Brazil And Its History

What is the history of the largest nation in South America?Today, Brazil is the leader when it comes to Latin America. It has the largest and most diverse South American economy, and has the most potential heading into the new millineum.

Portuguese Admiral Pedro Alvares Cabral discovered Brazil in 1500, becoming the first European to step on Brazilian shores. He found a land with a sparse, but diversified Native population. This land was named Brazil. Brazil was named after a type of wood, brazilwood. (This brazilwood would become Brazil's main export in the coming years). The Portuguese at first saw little in its South American colony. Gold was not found immediately, like in the Spanish American colonies, and there were no other readily accessible commodities apparent. Slowly, Brazil began to export brazilwood, which the Portuguese used to make high-quality furniture, and also a red dye. However, the market for these products quickly declined, as cheaper ways of making dye and furniture were discovered and exploited.

Sugarcane, a product that was being grown and exported by other Latin American colonies, became Brazil's second cash crop. Huge plantations were created in northern Brazil. Because there was not a huge Native population at the time to work the sugar fields, a huge slave market opened up in Brazil. During the colonial years millions of African slaves were forcibly transported to the sugar fields of Brazil. Brazil by far had the largest slave population in South America. Gold was discovered in the 17th century. Hundreds of thousands of people came to mine it. However, there was not a large supply as in Mexico or Peru. Thus, gold never became a large export to Brazil. As sugar became less and less profitable, coffee began to be grown in large quantities. Coffee became the leading export and to this day remains Brazil's most important cash crop.

Brazil gained its independence from Portugal in 1822 in a bloodless revolt. Dom Pedro I assumed the monarchy and became Brazil's first king. He ruled until 1831 when he was forced to abdicate. His son, who was only five years old, assumed the throne. Ten years later, Dom Pedro II, was officially named King of Brazil. In 1865 Brazil joined Uruguay and Argentina in a war against Paraguay. Paraguay held out for five years, but eventually lost. In 1888 slavery was officially abolished. However, many of the African slaves continued to work the fields, as there was little other financial options open to them. Dom Pedro II ruled until 1889, a bloodless revolution taking power away from him.



When Dom Pedro II left, the monarchy in Brazil was over. In 1889 a republic was established. This republic consisted of a weak central government, but strong state governments (there were twenty states in Brazil). Brazil was lead by an elected president. However, fewer than five percent of the population had the right to vote. This time was generally stable politically. In the First World War, Brazil sided with the Allied powers and sent incredible amounts of raw materials to Europe and the United States. However, this growth was followed by severe economic decline. In 1929 the economy crumbled as the Stock Market crashed in the United States marking the beginning of the Great Depression.

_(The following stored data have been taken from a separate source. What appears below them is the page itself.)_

Issue #428, opened 2026-02-09
[Bug]: `ApplyNoise` should be conditional with domain


thierry-martinez:
In #425, @tibisabau noticed that `ApplyNoise` is unconditional, even when applied to $X$ and $Z$ commands that are conditioned by a domain.

We should be able to express that some `ApplyNoise` only apply for certain outcomes by adding a domain to the command.

In particular, that means that the noise model can break the equivalence between the expanded form $MZ^tX^s$ and the form $_t[M]^s$  where the corrections are absorbed in the measurement. Indeed, the noise applied to $Z$ and $X$ will not be applied in the absorbed form (and that corresponds to what would happen on a concrete machine, where the measurement will not apply the gates $Z$ and $X$ but only change the measurement angles).

PR #429, opened 2026-02-10
Fix conditionality of `ApplyNoise` commands

mgarnier59:
As described in Issue #428, the application of the noise after a condition command (`command.X` and `command.Z`) was not conditional.

This PR fixes this issue by introducing an optional field to `ApplyCommand`. This field can take the values `set[Node]` to match the type of `domains` or `None` if the noise in unconditional. The field defaults to `None`. Thus the conditionality mimicks those of correction commands.

Note that this now makes patterns with explicit X and Z corrections before measurements different from those where they have been absorbed in the measurement.

We will have to see if this precludes more advanced usage of the noise model API but it seems fine for now.

We took advantage of this PR to remove code duplication by removing the domain checking of `correct_byproduct` and `apply_noise` from the backends and doing it only at the level of the simulator in a backend-independent way.

We removed a test that somehow made no sense anymore.

### DIFF
--- a/CHANGELOG.md
+++ b/CHANGELOG.md
@@ -5,6 +5,19 @@ All notable changes to this project will be documented in this file.
 The format is based on [Keep a Changelog](https://keepachangelog.com/en/1.0.0/),
 and this project adheres to [Semantic Versioning](https://semver.org/spec/v2.0.0.html).
 
+## [Unreleased]
+
+### Added
+
+### Fixed
+
+- #429
+  - Modify `graphix.noise_models.noise_model.ApplyNoise` to handle conditionality based on a `domain` attribute (like `command.X` and `command.Z`).
+  - Moved the conditional logic to `graphix.simulator` to remove code duplication in the backends.
+  - Solves [#428](https://github.com/TeamGraphix/graphix/issues/428).
+
+### Changed
+
 ## [0.3.4] - 2026-02-05
 
 ### Added
@@ -44,6 +57,8 @@ and this project adheres to [Semantic Versioning](https://semver.org/spec/v2.0.0
 - #412: Added pretty-print methods (`to_ascii`, `to_latex` and `to_unicode`) for `PauliFlow` and `XZCorrections` classes. Implemented their `__str__` method as a call to `self.to_ascii`.
 
 ### Fixed
+
+-
 
 - #363, #392: `Pattern.remove_input_nodes` is required before the `Pattern.perform_pauli_measurements` method to ensure input nodes are removed and fixed in the |+> state.
 
@@ -216,10 +231,10 @@ and this project adheres to [Semantic Versioning](https://semver.org/spec/v2.0.0
 
 - #322: Added a new `optimization` module containing:
 
-  * a functional version of `standardize` that returns a standardized
+  - a functional version of `standardize` that returns a standardized
     pattern as a new object;
 
-  * a function `incorporate_pauli_results` that returns an equivalent
+  - a function `incorporate_pauli_results` that returns an equivalent
     pattern in which the `results` are incorporated into measurement
     and correction domains.
     The resulting pattern is suitable for flow analysis. In


graphix/sim/base_backend.py
```diff
@@ -782,25 +781,25 @@ def f_expectation0() -> float:
         return outcome
 
     @override
-    def correct_byproduct(self, cmd: command.X | command.Z, measure_method: MeasureMethod) -> None:
+    def correct_byproduct(self, cmd: command.X | command.Z) -> None:
         """Byproduct correction correct for the X or Z byproduct operators, by applying the X or Z gate."""
-        if np.mod(sum(measure_method.measurement_outcome(j) for j in cmd.domain), 2) == 1:
-            op = Ops.X if cmd.kind == CommandKind.X else Ops.Z
-            self.apply_single(node=cmd.node, op=op)
+        # conditional ligic taken into accoutn in simulator.py
```
thierry-martinez: This comment can be removed if the responsibility of the logic is documented in the docstring. Moreover the docstring does not have to be repeated in the overridden method; only the docstring in the base (abstract) method is necessary.

graphix/sim/base_backend.py
```diff
@@ -782,25 +781,25 @@ def f_expectation0() -> float:
...
+        op = Ops.X if cmd.kind == CommandKind.X else Ops.Z
+        self.apply_single(node=cmd.node, op=op)
 
     @override
-    def apply_noise(self, nodes: Sequence[int], noise: Noise) -> None:
-        """Apply noise.
+    def apply_noise(self, cmd: ApplyNoise) -> None:
+        """Apply noise based on the attributes of `:class: graphix.noise_model.ApplyNoise`.
```
thierry-martinez:
```suggestion
        """Apply noise for the command `:class: graphix.noise_model.ApplyNoise`.
```

graphix/sim/base_backend.py
```diff
@@ -782,25 +781,25 @@ def f_expectation0() -> float:
...
 
         Parameters
         ----------
-        nodes : sequence of ints.
-            Target qubits
-        noise : Noise
-            Noise to apply
+        cmd : ApplyNoise
+            command ApplyNoise
+        measure_method : MeasureMethod
```
thierry-martinez: This parameter has been removed.

graphix/sim/base_backend.py
```diff
@@ -782,25 +781,25 @@ def f_expectation0() -> float:
...
         """
-        indices = [self.node_index.index(i) for i in nodes]
-        self.state.apply_noise(indices, noise)
+        # conditional logic done at the level above
```
thierry-martinez: This comment can be removed too.

graphix/sim/base_backend.py
```diff
@@ -642,7 +641,7 @@ def apply_clifford(self, node: int, clifford: Clifford) -> None:
         """Apply single-qubit Clifford gate, specified by vop index specified in graphix.clifford.CLIFFORD."""
 
     @abstractmethod
-    def correct_byproduct(self, cmd: command.X | command.Z, measure_method: MeasureMethod) -> None:
+    def correct_byproduct(self, cmd: command.X | command.Z) -> None:
         """Byproduct correction correct for the X or Z byproduct operators, by applying the X or Z gate."""
```
thierry-martinez: I would add the following note to document which part of the code is responsible for the domain logic.

```suggestion
        """Byproduct correction correct for the X or Z byproduct operators, by applying the X or Z gate.
        
        Note: the simulator is responsible for checking that the measurement outcomes match the domain condition before calling this method."""
```

graphix/sim/base_backend.py
```diff
@@ -619,7 +618,7 @@ def add_nodes(self, nodes: Sequence[int], data: Data = BasicStates.PLUS) -> None
         Previously existing nodes remain unchanged.
         """
 
-    def apply_noise(self, nodes: Sequence[int], noise: Noise) -> None:  # noqa: ARG002,PLR6301
+    def apply_noise(self, cmd: ApplyNoise) -> None:  # noqa: ARG002,PLR6301
```
thierry-martinez, line 621: I would add the following note in the docstring to document which part of the code is responsible for the domain logic.

```
        Note: the simulator is responsible for checking that the measurement outcomes match the domain condition before calling this method.
```

graphix/sim/tensornet.py
```diff
@@ -768,7 +767,7 @@ def measure(self, node: int, measurement: Measurement, rng: Generator | None = N
         return result
 
     @override
-    def correct_byproduct(self, cmd: command.X | command.Z, measure_method: MeasureMethod) -> None:
+    def correct_byproduct(self, cmd: command.X | command.Z) -> None:
```
thierry-martinez, line 770: The docstring is outdated and can be removed, since only the base method needs to be documented.

graphix/simulator.py
```diff
@@ -311,7 +312,8 @@ def run(self, input_state: Data = BasicStates.PLUS, rng: Generator | None = None
                 self.__measure_method.measure(self.backend, cmd, noise_model=self.noise_model, rng=rng)
             # Use of `==` here for mypy
             elif cmd.kind == CommandKind.X or cmd.kind == CommandKind.Z:  # noqa: PLR1714
-                self.backend.correct_byproduct(cmd, self.__measure_method)
+                if np.mod(sum(self.__measure_method.measurement_outcome(j) for j in cmd.domain), 2) == 1:
```
thierry-martinez:
```suggestion
                if self.__measure_method.check_domain(cmd.domain):
```
by defining the following method in `MeasureMethod`:
```python
def check_domain(self, domain: Iterable[int]) -> bool:
    """Check that the measurement outcomes match the domain condition."""
    return sum(self.measurement_outcome(j) for j in domain) % 2 == 1
```

graphix/simulator.py
```diff
@@ -321,7 +323,11 @@ def run(self, input_state: Data = BasicStates.PLUS, rng: Generator | None = None
                 # handling of ticks during noise transpilation.
                 pass
             elif cmd.kind == CommandKind.ApplyNoise:
-                self.backend.apply_noise(cmd.nodes, cmd.noise)
+                if (
+                    cmd.domain is None
+                    or np.mod(sum(self.__measure_method.measurement_outcome(j) for j in cmd.domain), 2) == 1
+                ):
```
thierry-martinez:
```suggestion
                if cmd.domain is None or self.__measure_method.check_domain(cmd.domain):
```

tests/test_density_matrix.py
```diff
@@ -926,33 +926,3 @@ def test_measure(self, pr_calc: bool) -> None:
...
-        sv_backend.entangle_nodes((1, 2))
-        measure_method.measure(sv_backend, command.M(0))
-        measure_method.measure(sv_backend, command.M(1, angle=-ANGLE_PI / 2, s_domain={0}))
-        sv_backend.correct_byproduct(command.X(2, {1}), measure_method)
-        sv_backend.correct_byproduct(command.Z(2, {0}), measure_method)
-        psi = sv_backend.state.psi
-
-        assert np.allclose(
-            rho, np.outer(psi.astype(np.complex128, copy=False), psi.conj().astype(np.complex128, copy=False))
-        )
```
thierry-martinez, line 958: If we want to keep a unit-test for `correct_byproduct`, I propose the following change, where we ensure to cover every outcome branch.

```python
    @pytest.mark.parametrize("outcome0", [0, 1])
    @pytest.mark.parametrize("outcome1", [0, 1])
    def test_correct_byproduct(self, outcome0: Outcome, outcome1: Outcome) -> None:
        measure_method = DefaultMeasureMethod()
        branch_selector = FixedBranchSelector({0: outcome0, 1: outcome1})
        dm_backend = DensityMatrixBackend(branch_selector=branch_selector)
        dm_backend.add_nodes([0])
        # node 0 initialized in Backend
        dm_backend.add_nodes([1, 2])
        dm_backend.entangle_nodes((0, 1))
        dm_backend.entangle_nodes((1, 2))
        measure_method.measure(dm_backend, command.M(0))
        measure_method.measure(dm_backend, command.M(1, angle=-ANGLE_PI / 2, s_domain={0}))
        if outcome1:
            dm_backend.correct_byproduct(command.X(2, {1}))
        if outcome0:
            dm_backend.correct_byproduct(command.Z(2, {0}))
        rho = dm_backend.state.rho

        sv_backend = StatevectorBackend(branch_selector=branch_selector)
        sv_backend.add_nodes([0])
        # node 0 initialized in Backend
        sv_backend.add_nodes([1, 2])
        sv_backend.entangle_nodes((0, 1))
        sv_backend.entangle_nodes((1, 2))
        measure_method.measure(sv_backend, command.M(0))
        measure_method.measure(sv_backend, command.M(1, angle=-ANGLE_PI / 2, s_domain={0}))
        if outcome1:
            sv_backend.correct_byproduct(command.X(2, {1}))
        if outcome0:
            sv_backend.correct_byproduct(command.Z(2, {0}))
        psi = sv_backend.state.psi

        assert np.allclose(
            rho, np.outer(psi.astype(np.complex128, copy=False), psi.conj().astype(np.complex128, copy=False))
        )
```

mgarnier59: Indeed. But I wanted to separate the introduction of `BranchSelector` for the next PR (updating noisy tests). If we think we need this test, we can reintroduce it then.

graphix/sim/base_backend.py
mgarnier59: Fixed in dd30c2055a786f5bfd9b4c908fc64d791c8ba56c.

graphix/sim/base_backend.py
mgarnier59: Fixed in dd30c2055a786f5bfd9b4c908fc64d791c8ba56c.

graphix/sim/base_backend.py
mgarnier59: Fixed in dd30c2055a786f5bfd9b4c908fc64d791c8ba56c.

graphix/sim/base_backend.py
mgarnier59: Fixed in dd30c2055a786f5bfd9b4c908fc64d791c8ba56c.

graphix/sim/base_backend.py
mgarnier59: Fixed in dd30c2055a786f5bfd9b4c908fc64d791c8ba56c.

graphix/sim/base_backend.py
mgarnier59: Fixed in dd30c2055a786f5bfd9b4c908fc64d791c8ba56c.

graphix/sim/tensornet.py
mgarnier59: I removed it in dd30c2055a786f5bfd9b4c908fc64d791c8ba56c.

graphix/simulator.py
mgarnier59: Done in dd30c2055a786f5bfd9b4c908fc64d791c8ba56c. I have added it as an abstract method for `MeasureMethod` and gave a specific implementation for `DefaultMeasureMethod'. I think this would allow custom logic on measurement outcomes if needed. 

Though it might break what has been done in veriphix where a custom `measure_method` is used. CI will tell anyways.

thierry-martinez: I would prefer to have the MBQC logic implemented in `MeasureMethod`, because it will still be possible for custom measurement methods to override it if needed, but it will be simpler for `veriphix` just to have to override nothing and have the default behavior.

mgarnier59: Fixed in ac681a8b74706de90155f5703c25342c3b3e0dec.

tests/test_density_matrix.py
thierry-martinez: Agreed.

graphix/noise_models/noise_model.py
```diff
@@ -47,6 +47,7 @@ class ApplyNoise(_KindChecker):
     kind: ClassVar[Literal[CommandKind.ApplyNoise]] = dataclasses.field(default=CommandKind.ApplyNoise, init=False)
     noise: Noise
     nodes: list[Node]
+    domain: set[Node] | None = None
```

In 1930, Getulio Vargas led a military coup that ended the First Republic. Vargas, though a vicious authoritarian ruler, did a lot to improve Brazil. He wrote a constitution in which the freedom of assembly, religion, and the right to vote was guaranteed. He also helped to stabilize the fluctuating coffee market, which threatened to undermine the growing coffee industry. However, due to growing concerns over the economy and rising inflation, Vargas was overthrown in another bloodless coup in 1945.

In 1946 the Second Republic began. The concerns for this time period were chiefly economic in nature. President after president was replaced as the economy continued to suffer. In 1950 Vargas was elected president. He, however, killed himself in 1954 as it once again looked like he would be replaced. The Second Republic lasted until 1964 when the military rose up and took power. From 1964 to 1985 Brazil was ruled by a series of military generals who were violent and abusive. The 1960 and 1970's were periods of dramatic economic growth. The Brazilian economy grew on an average of seven percent per year, making it the fastest growing economy in the world. However, soaring oil prices and falling coffee prices drew Brazil back into economic despair in the late 1970's and 1980's.

Sensing a change in the political current, President Joao Figueiredo instituted state elections to elect state governors. In 1989 Fernando Collor de Mello was elected President of Brazil. He was elected on the platform of reversing the trend of run-away inflation. However, it was an uphill battle. In 1994 Brazil had over a 2000 percent inflation rate. In the mid 1990's the Real Plan was instituted to help control inflation. It worked amazingly well, bringing inflation rates down to five percent a year. However in the late 1990's Brazil currency plummeted, bringing the Brazilian economy to the brink of collapse.

Toady, Brazil has found away to stabilize its currency and control inflation. It is the world's ninth largest economy, and is by far South America's most diverse economy. A strong industrial sector has grown, becoming more important than Brazil's agrarian sector. However, Brazil is still plagued by a weak central government and an unserviceable foreign debt.